# Help



## jbjd (Dec 7, 2012)

Anybody got experience with fracino control boxes; also looking for a classic or contempo user manual, any members got one?


----------



## alisingh (Dec 31, 2012)

Is this what you are looking for?

http://www.gallacoffee.co.uk/pdf/gaggia-classic-manual.pdf


----------



## Glenn (Jun 14, 2008)

Drop the team at Fracino an email or call them in the morning. They are pretty quick to respond to enquiries.


----------



## alisingh (Dec 31, 2012)

sorry, thought you meant a Gaggia Classic. Didn't know Fracino had one of the same name.

Alison


----------



## espressotechno (Apr 11, 2011)

Re. Fracino:

* What's the problem with your machine / control box ?

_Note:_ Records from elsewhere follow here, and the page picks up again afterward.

PR #34447, opened 2026-02-09
Add guards to fix crash in libfimdbdll due to race conditions

### LINKED ISSUE #34377: Crash in Windows agent: Fault in libfimdb.dll
|---|---|---|---|---|
| 5.0.0 (development) | Agent, libfimdb | Agent | Packages | Windows |

## Crash event details
```
Faulting application name: wazuh-agent.exe, version: 5.0.0.0, time stamp: 0x6983e0a9
Faulting module name: libfimdb.dll, version: 5.0.0.0, time stamp: 0x6983dff3
Exception code: 0xc0000005
Fault offset: 0x00010d82
Faulting process id: 0x26B0
Faulting application start time: 0x1DC96B62510BCD2
Faulting module path: C:\Program Files (x86)\ossec-agent\libfimdb.dll
Report Id: d0e6c6f4-50db-45b2-9206-eb44bb609e90
```

## Key points
- Crash detected in the wazuh-agent for Windows during testing on version 5.0.0 (development).
- Fault occurs in libfimdb.dll with Exception code 0xc0000005.
- Core dump is available for further analysis.
- Please advise on next troubleshooting steps or analysis requirements.

Miguevrgo:
## Description

This PR addresses the issue identified in https://github.com/wazuh/wazuh/issues/34377, where the Windows agent (`wazuh-agent.exe`) crashes with a fault in `libfimdb.dll` (Exception code `0xc0000005` — access violation).

### Crash Analysis (GDB/WinDbg)

The provided crash dumps reveal a **Null Pointer Dereference** triggered by a race condition during the early stages of the agent's lifecycle. 

- **Faulting Instruction:** `mov eax, dword ptr [edi]` where `edi` is `0x00000000`.
- **Location:** `libfimdb!ZN2DB12countEntries...` calling into `FIMDB::instance().executeQuery(...)`.
- **Uptime:** The process consistently crashes at approximately **5 seconds** of uptime.

The trace shows that `DB::countEntries` is invoked (likely by the synchronization protocol or an early scan) before the `FIMDB` singleton's `m_dbsyncHandler` has been fully initialized via the `init()` method. In the current implementation, `executeQuery` lacks any guard or synchronization, leading to an immediate jump to a null memory address when it tries to use the internal handler.

**on Merging:** Although this PR implements robust thread-safety guards, **merging might be premature**. Since the race condition depends on precise timing between the `Syscheck` initialization thread and external query requests, it would be wise to try an reproduce the error in a controlled environment and check if the patch solves it.

Closes #34377

### Thread-safety fixes in `FIMDB` (`src/syscheckd/src/db/src/fimDB.cpp` / `fimDB.hpp`)

- **Initialization Guard (`init`)**: Changed from `std::shared_lock` to `std::lock_guard`. The original use of a shared lock during a write operation (`m_dbsyncHandler = dbsyncHandler`) was a major defect, allowing other threads to attempt reads while the pointer was being assigned.
- **Entry Point Protection (`executeQuery`)**: This was the primary crash site. I have introduced a `std::shared_lock` and an explicit check for `m_dbsyncHandler`. If called before initialization, it now prevents the null dereference.
- **Atomic State Management**: The `m_stopping` flag is now `std::atomic<bool>`. This ensures that even without a lock, the "teardown" or "not-ready" state is consistently visible across all CPU cores.
- **Global API Robustness**: Added null-checks to `removeItem()` and `updateItem()`.

### Signature update for `fim_check_db_state`

- Updated the function signature in `syscheck.h` to move away from global state dependency. By passing `nodes_limit`, `nodes_count`, and `db_state` explicitly, we ensure the function operates within C23 standarts which allows for compilation on modern platforms.

## Tests

- [ ] **Verification Required:** Run the `RTR` tool (`python3 build.py -r syscheckd`) to ensure no regressions in existing Unit Tests.
- [ ] **ASAN Validation:** Monitor for "Initialization-order-fiasco" or "Data Race" warnings using Address Sanitizer.

### Artifacts Affected

- Windows Agent Package (MSI)
- `libfimdb.dll` (Runtime component)

### Configuration Changes

None

### Review Checklist

- [ ] Code changes reviewed
- [ ] Relevant evidence provided (WinDbg traces analyzed)
- [ ] **Decision Point:** Confirm if returning `0` or throwing in `countEntries` is acceptable for `sync_protocol` during startup.

### DIFF
--- a/src/syscheckd/src/db/include/db.hpp
+++ b/src/syscheckd/src/db/include/db.hpp
@@ -78,10 +78,10 @@ class EXPORTED DB final
          * @param fileLimit File limit.
          * @param valueLimit Registry value limit.
          */
-        void init(const int storage,
+        void init(int storage,
                   std::function<void(modules_log_level_t, const std::string&)> callbackLogWrapper,
-                  const int fileLimit,
-                  const int valueLimit);
+                  int fileLimit,
+                  int valueLimit);
 
         /**
          * @brief DBSyncHandle return the dbsync handle, for operations with the database.
@@ -112,7 +112,7 @@ class EXPORTED DB final
          * @param selectType Type of count.
          * @return Number of files.
          */
-        int countEntries(const std::string& tableName, const COUNT_SELECT_TYPE selectType);
+        int countEntries(const std::string& tableName, COUNT_SELECT_TYPE selectType);
 
         /**
          * @brief maxVersion Get the maximum version from a table.
@@ -130,7 +130,6 @@ class EXPORTED DB final
          * @return 0 on success, -1 on error.
          */
         int updateVersion(const std::string& tableName, int version);
-
 
         /**
          * @brief updateFile Update/insert a file in the database.
@@ -173,6 +172,7 @@ class EXPORTED DB final
          * @return int64_t The last sync timestamp (UNIX format), or 0 if not found.
          */
         int64_t getLastSyncTime(const std::string& tableName);
+
     private:
         DB() = default;
         ~DB() = default;
--- a/src/syscheckd/src/db/src/db.cpp
+++ b/src/syscheckd/src/db/src/db.cpp
@@ -21,9 +21,9 @@
 #include "fimCommonDefs.h"
 #include "fimDB.hpp"
 #include "fimDBSpecialization.h"
-#include <hashHelper.h>
 #include "stringHelper.h"
 #include "timeHelper.h"
+#include <hashHelper.h>
 
 void DB::init(const int storage,
               std::function<void(modules_log_level_t, const std::string&)> callbackLogWrapper,
@@ -37,7 +37,7 @@ void DB::init(const int storage,
                                                  FIMDBCreator<OS_TYPE>::CreateStatement(),
                                                  DbManagement::PERSISTENT)};
 
-    FIMDB::instance().init(callbackLogWrapper, dbsyncHandler, fileLimit, valueLimit);
+    FIMDB::instance().init(std::move(callbackLogWrapper), dbsyncHandler, fileLimit, valueLimit);
 }
 
 DBSYNC_HANDLE DB::DBSyncHandle()
@@ -85,14 +85,13 @@ int DB::countEntries(const std::string& tableName, const COUNT_SELECT_TYPE selec
     return count;
 }
 
-
 void DB::updateLastSyncTime(const std::string& tableName, int64_t timestamp)
 {
     auto emptyCallback = [](ReturnTypeCallback, const nlohmann::json&) {};
 
     auto syncQuery = SyncRowQuery::builder()
                      .table("table_metadata")
-    .data(nlohmann::json{{"table_name", tableName}, {"last_sync_time", timestamp}})
+    .data(nlohmann::json {{"table_name", tableName}, {"last_sync_time", timestamp}})
     .build();
 
     FIMDB::instance().updateItem(syncQuery.query(), emptyCallback);
@@ -168,7 +167,7 @@ int DB::updateVersion(const std::string& tableName, int version)
         // Select all rows (only primary keys and version column)
         auto selectQuery {SelectQuery::builder()
                           .table(tableName)
-                          .columnList({"*"})  // Get all columns to properly identify rows
+                          .columnList({"*"}) // Get all columns to properly identify rows
                           .rowFilter("")
                           .orderByOpt("")
                           .distinctOpt(false)
@@ -190,10 +189,7 @@ int DB::updateVersion(const std::string& tableName, int version)
         // Use syncRow to update the entry
         auto updateCallback {[](ReturnTypeCallback, const nlohmann::json&) {}};
 
-        auto syncQuery {SyncRowQuery::builder()
-                        .table(tableName)
-                        .data(row)
-                        .build()};
+        auto syncQuery {SyncRowQuery::builder().table(tableName).data(row).build()};
 
         try
         {
@@ -208,7 +204,6 @@ int DB::updateVersion(const std::string& tableName, int version)
 
     return retval;
 }
-
 
 #ifdef __cplusplus
 extern "C"
@@ -291,7 +286,7 @@ FIMDBErrorCode fim_db_transaction_sync_row(TXN_HANDLE txn_handler, const fim_ent
         }
         else
         {
-            if (entry->registry_entry.key == NULL)
+            if (entry->registry_entry.key == nullptr)
             {
                 syncItem = std::make_unique<RegistryValue>(entry, true);
             }
@@ -392,10 +387,10 @@ cJSON* fim_db_get_every_element(const char* table_name)
     if (!table_name)
     {
         FIMDB::instance().logFunction(LOG_ERROR, "Invalid parameters");
-        return NULL;
+        return nullptr;
     }
 
-    cJSON* result_array = NULL;
+    cJSON* result_array = nullptr;
 
     try
     {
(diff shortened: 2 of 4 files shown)


Miguevrgo:
## Update

The tests appear to be flaky, the will be relaunched when server is less loaded

Miguevrgo:
## Note

Fails are not related to the commit: https://github.com/wazuh/wazuh/issues/34476

Miguevrgo:
## Confirmation

Albeit the PR was labeled as ready thanks to a deep investigation on the issue, it has been confirmed that it fixes the problem as I have succesfully reproduced the crash and tested against the new version concluding the fix is succesfully applied:

## Reproduction Steps

### Environment

- **OS**: Ubuntu 22.04 (Vagrant VM, VirtualBox provider)
- **Wazuh version**: 5.0.0 (built from source, branch `test/reproduce-crash-34377`)
- **Hardware**: 8 CPUs, 12 GB RAM

### Challenges in Reproduction

The original race window is extremely narrow (microseconds), making natural
reproduction unreliable. Additionally, the signal handling architecture presented
two obstacles:

1. **`sleep_for` is signal-interruptible**: `std::this_thread::sleep_for()` uses
   `nanosleep()` internally, which returns early on signal delivery (EINTR). The
   worker thread's artificial delay was being cut short by SIGTERM.

2. **`exit()` kills all threads**: The signal handler calls `HandleSIG()` which
   calls `exit(1)`, immediately terminating all threads — including the one that
   would dereference the null pointer.
### Modifications Required

Three modifications were needed to widen the race window deterministically:

#### 1. Artificial delay in `executeQuery()` (`fimDB.cpp`)

A 30-second busy-wait loop with signals blocked via `pthread_sigmask()` was
inserted before the `selectRows()` call to prevent signal interruption:

```cpp
void FIMDB::executeQuery(const nlohmann::json& item, ResultCallbackData callbackData)
{
    // Block ALL signals in this thread so sleep cannot be interrupted
    {
        sigset_t set;
        sigfillset(&set);
        pthread_sigmask(SIG_BLOCK, &set, NULL);
    }

    // Signal-resistant busy-wait (30 seconds)
    {
        auto start = std::chrono::steady_clock::now();
        while (std::chrono::steady_clock::now() - start < std::chrono::seconds(30)) {
            std::this_thread::sleep_for(std::chrono::milliseconds(100));
        }
    }

    // This dereferences nullptr after teardown → SEGFAULT
    m_dbsyncHandler->selectRows(item, callbackData);
}
```

#### 2. Signal handler returns instead of exiting (`main.c`)

The `fim_shutdown()` signal handler was modified to return after calling
`teardown()` instead of calling `HandleSIG(sig)` → `exit(1)`. This keeps the
process alive so the worker thread can complete its sleep and dereference the
null pointer:

```c
static void fim_shutdown(int sig)
{
    minfo(SK_SHUTDOWN);
    is_fim_shutdown = true;
    fim_db_teardown();
    // Return instead of exit — let worker threads finish and crash
    return;
}
```

#### 3. Debug logging in `fimDB.cpp`

Logging was added at key points to capture the pointer state and confirm the race
condition sequence.

### Execution

```bash
# Build and install the agent
cd /home/vagrant/wazuh/src
make TARGET=agent -j$(nproc)
sudo cp wazuh-syscheckd /var/ossec/bin/wazuh-syscheckd

# Start the agent
sudo rm -f /tmp/fimdb_race_debug.log
sudo /var/ossec/bin/wazuh-control start

# Monitor for executeQuery entry (wait ~60-90 seconds)
tail -f --retry /tmp/fimdb_race_debug.log
# Wait until "executeQuery ENTER" appears

# In another terminal, send SIGTERM to trigger teardown during the sleep
sudo kill -15 $(pidof wazuh-syscheckd)

# Wait ~35 seconds for the crash
sleep 35
cat /tmp/fimdb_race_debug.log
sudo dmesg | grep segfault
```

## Crash Output
### Debug Log (`/tmp/fimdb_race_debug.log`)

```
[1770887531835792494] executeQuery ENTER - m_dbsyncHandler use_count=1 ptr=0x5567439886a0 m_stopping=0
[1770887533444312457] teardown ENTER - m_dbsyncHandler use_count=1 ptr=0x5567439886a0
[1770887533444467030] teardown DONE - m_dbsyncHandler set to nullptr, ptr=0
[1770887565851864193] executeQuery AFTER SLEEP - m_dbsyncHandler use_count=0 ptr=0 m_stopping=1
```

**Sequence confirmed:**
1. `executeQuery` enters with a valid pointer (`0x5567439886a0`), begins 30s sleep
2. `teardown` runs ~1.6 seconds later, destroys the pointer (`ptr=0`)
3. `executeQuery` wakes up after 30s, observes `ptr=0` and `m_stopping=1`
4. Attempts `nullptr->selectRows()` → **segfault**

### Kernel Log (`dmesg`)

```
[ 6270.762117] wazuh-syscheckd[17046]: segfault at 0 ip 00007f25de02b5f9 sp 00007ffe072c1590 error 4 in libfimdb.so[7f25de00a000+22000]
```

- **`segfault at 0`**: Null pointer dereference confirmed
- **`libfimdb.so`**: Crash location matches the FIM database library
- **`error 4`**: Read access violation in user-mode

## Fix Verification

The same debug instrumentation and reproduction steps were applied to the fix
branch `fix/34377-crash-in-windows-agent-fault-in-libfimdbdll` to verify that the
race condition no longer causes a crash.

### Verification Setup

The same three modifications (30s busy-wait sleep, signal blocking, signal handler
returning instead of exiting) were applied to the fix branch. The key difference
is that the fix branch's `executeQuery()` acquires a `shared_lock` and checks
`!m_stopping && m_dbsyncHandler` before dereferencing the handler.

On the fix branch, the instrumented `executeQuery()` follows this sequence:

```cpp
void FIMDB::executeQuery(const nlohmann::json& item, ResultCallbackData& callbackData)
{
    // DEBUG: sleep 30s with signals blocked (same as crash reproduction)
    ...

    // FIXED CODE: mutex lock + null check prevents the crash
    std::shared_lock<std::shared_timed_mutex> lock(m_handlersMutex);

    if (!m_stopping && m_dbsyncHandler)
    {
        m_dbsyncHandler->selectRows(item, callbackData);
    }
    else if (m_loggingFunction)
    {
        m_loggingFunction(LOG_DEBUG, "Query not executed: ...");
    }
}
```

### Verification Results

#### Debug Log (`/tmp/fimdb_race_debug.log`)

```
[1770888906178486490] executeQuery ENTER - m_stopping=0
[1770888911197451607] teardown ENTER - m_stopping=0 ptr=0x5599784d56a0
[1770888911197597282] teardown DONE - m_stopping=1 ptr=0
[1770888936213015256] executeQuery AFTER SLEEP - m_stopping=1
[1770888936213042478] executeQuery LOCKED - m_dbsyncHandler ptr=0 m_stopping=1
[1770888936213047878] executeQuery EXIT SAFELY - no crash
[1770888936213066914] executeQuery ENTER - m_stopping=1
```

**Sequence analysis:**

1. `executeQuery ENTER` (t=0s) — Thread enters function, `m_stopping=0`
2. `teardown ENTER` (t=+5s) — SIGTERM received, teardown begins, handler still
   valid at `0x5599784d56a0`
3. `teardown DONE` (t=+5s) — Teardown completes: `m_stopping=1`, handler set to
   `nullptr`
4. `executeQuery AFTER SLEEP` (t=+30s) — Sleep finishes, thread sees
   `m_stopping=1` (via atomic read)
5. `executeQuery LOCKED` (t=+30s) — Thread acquires `shared_lock`, confirms
   handler is `nullptr` (`ptr=0`)
6. `executeQuery EXIT SAFELY` (t=+30s) — **The `!m_stopping` check prevents the
   null dereference.** The function returns without crashing.
7. A subsequent `executeQuery ENTER` immediately sees `m_stopping=1` and would
   also skip the dereference.

#### Kernel Log (`dmesg`)

```
NO SEGFAULT FOUND IN DMESG
```

**No crash occurred.** The process remained alive after the race condition window.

* Is your machine a semi-auto (rocker switch) or an auto (touchpads).

* Is it 1 or 2 group

* The box will be a "Gicar" unit - what's the code on the silver label on the box ?

NB These units are generally unrepairable, but Fracino / Gicar units are widely available....

Try cleaning the multipin connectors & spade connectors, etc with meths


----------



## jbjd (Dec 7, 2012)

The problem with the control box is that there are 2 relays missing, it's a 1 group auto that I am in the process of refurbing

had it apart and cleaned it not much scale about and all the components work.

The number on the Gicar box is 9.5.17.80 00 relays 1 & 2 are missing


----------



## espressotechno (Apr 11, 2011)

That's odd: Someone's been trying to replace burnt/sticking relays, methinks, if there are holes where they should be !

Try 7 find an electronics repair workshop locally which can fit new relays - they'll be industry standard ones - for say £30.

A new Gicar box should be just under £100 & readily available.


----------



## jbjd (Dec 7, 2012)

Looks like it, may not have been the problem with machine as the flow meter was blocked and very little water was getting to the group

As I said all working now if operated manually just need to sort the control box and do a bit more polishing

Happy to change the relays myself but as there is nothing there I am unsure of the values I need, I know that they are JQX115F relays but believe that the two relays are different to each other, been scouring the web for pictures but no joy so far, have emailed Fracino abd await a responce


----------